→ WORK ORDER
Whenever a line in the data holds the string "EmployeeController", copy that line.

[Source data]
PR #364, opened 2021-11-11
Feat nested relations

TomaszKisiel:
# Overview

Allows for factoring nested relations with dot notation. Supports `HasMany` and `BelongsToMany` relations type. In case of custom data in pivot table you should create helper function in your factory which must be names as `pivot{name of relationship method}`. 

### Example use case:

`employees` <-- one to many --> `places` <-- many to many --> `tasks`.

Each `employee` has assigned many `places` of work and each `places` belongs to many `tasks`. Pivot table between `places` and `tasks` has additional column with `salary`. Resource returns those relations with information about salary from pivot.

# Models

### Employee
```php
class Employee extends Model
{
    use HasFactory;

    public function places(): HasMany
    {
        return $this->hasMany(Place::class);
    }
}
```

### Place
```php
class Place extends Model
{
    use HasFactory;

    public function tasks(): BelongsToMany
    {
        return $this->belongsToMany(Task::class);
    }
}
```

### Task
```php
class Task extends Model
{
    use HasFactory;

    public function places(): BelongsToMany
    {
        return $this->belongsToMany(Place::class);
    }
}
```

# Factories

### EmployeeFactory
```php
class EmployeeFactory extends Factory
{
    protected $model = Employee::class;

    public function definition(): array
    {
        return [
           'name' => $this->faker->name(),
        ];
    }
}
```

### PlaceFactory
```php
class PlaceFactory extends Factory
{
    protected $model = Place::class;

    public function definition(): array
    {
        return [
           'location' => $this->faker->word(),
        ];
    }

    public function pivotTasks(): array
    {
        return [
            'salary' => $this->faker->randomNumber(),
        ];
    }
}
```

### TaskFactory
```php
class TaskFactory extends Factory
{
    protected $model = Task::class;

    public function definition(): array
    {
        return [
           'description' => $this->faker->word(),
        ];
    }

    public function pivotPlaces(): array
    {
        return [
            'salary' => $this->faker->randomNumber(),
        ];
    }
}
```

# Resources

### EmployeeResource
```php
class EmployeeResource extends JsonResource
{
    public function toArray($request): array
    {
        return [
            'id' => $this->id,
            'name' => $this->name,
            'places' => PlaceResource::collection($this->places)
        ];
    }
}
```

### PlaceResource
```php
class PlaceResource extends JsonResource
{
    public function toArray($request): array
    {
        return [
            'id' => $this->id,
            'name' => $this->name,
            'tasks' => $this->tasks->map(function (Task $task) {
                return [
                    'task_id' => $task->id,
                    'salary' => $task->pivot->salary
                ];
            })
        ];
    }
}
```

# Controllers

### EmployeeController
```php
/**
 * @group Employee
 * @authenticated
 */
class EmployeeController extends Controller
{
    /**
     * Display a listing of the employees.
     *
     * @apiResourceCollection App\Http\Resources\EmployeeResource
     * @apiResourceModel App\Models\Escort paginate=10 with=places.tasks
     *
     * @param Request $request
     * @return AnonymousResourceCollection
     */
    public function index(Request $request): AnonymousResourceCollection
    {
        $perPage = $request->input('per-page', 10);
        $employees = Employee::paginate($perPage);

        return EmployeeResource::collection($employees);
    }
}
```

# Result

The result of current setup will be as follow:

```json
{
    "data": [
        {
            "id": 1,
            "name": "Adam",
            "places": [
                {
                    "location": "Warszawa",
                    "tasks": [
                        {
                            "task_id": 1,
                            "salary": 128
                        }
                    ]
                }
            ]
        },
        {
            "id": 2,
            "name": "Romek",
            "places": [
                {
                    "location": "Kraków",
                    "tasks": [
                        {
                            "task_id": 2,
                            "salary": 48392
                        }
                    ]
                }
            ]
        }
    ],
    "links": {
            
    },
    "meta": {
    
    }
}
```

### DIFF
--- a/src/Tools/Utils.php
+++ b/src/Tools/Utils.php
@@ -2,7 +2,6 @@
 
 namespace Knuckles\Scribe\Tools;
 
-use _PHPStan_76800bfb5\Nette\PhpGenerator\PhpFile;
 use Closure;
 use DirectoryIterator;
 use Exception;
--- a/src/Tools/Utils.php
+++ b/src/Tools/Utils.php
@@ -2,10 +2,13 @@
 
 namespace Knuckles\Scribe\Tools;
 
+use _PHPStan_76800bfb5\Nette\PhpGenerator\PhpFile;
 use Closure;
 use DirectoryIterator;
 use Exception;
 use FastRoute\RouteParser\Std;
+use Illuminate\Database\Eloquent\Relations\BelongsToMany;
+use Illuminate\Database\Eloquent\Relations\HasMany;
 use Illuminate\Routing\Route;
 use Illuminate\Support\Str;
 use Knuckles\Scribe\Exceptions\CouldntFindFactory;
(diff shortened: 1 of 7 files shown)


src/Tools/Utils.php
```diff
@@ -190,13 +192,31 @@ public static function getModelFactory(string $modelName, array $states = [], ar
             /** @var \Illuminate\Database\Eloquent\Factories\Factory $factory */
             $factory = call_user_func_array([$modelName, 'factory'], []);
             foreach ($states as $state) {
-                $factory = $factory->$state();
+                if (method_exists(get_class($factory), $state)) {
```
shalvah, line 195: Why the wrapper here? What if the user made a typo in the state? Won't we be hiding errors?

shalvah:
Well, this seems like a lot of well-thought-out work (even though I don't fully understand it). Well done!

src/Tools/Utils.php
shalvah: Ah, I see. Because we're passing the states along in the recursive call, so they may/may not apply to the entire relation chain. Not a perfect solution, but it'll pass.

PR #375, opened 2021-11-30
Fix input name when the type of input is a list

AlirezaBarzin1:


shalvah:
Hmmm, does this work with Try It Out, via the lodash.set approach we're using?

→ ANSWER BOX
### EmployeeController
class EmployeeController extends Controller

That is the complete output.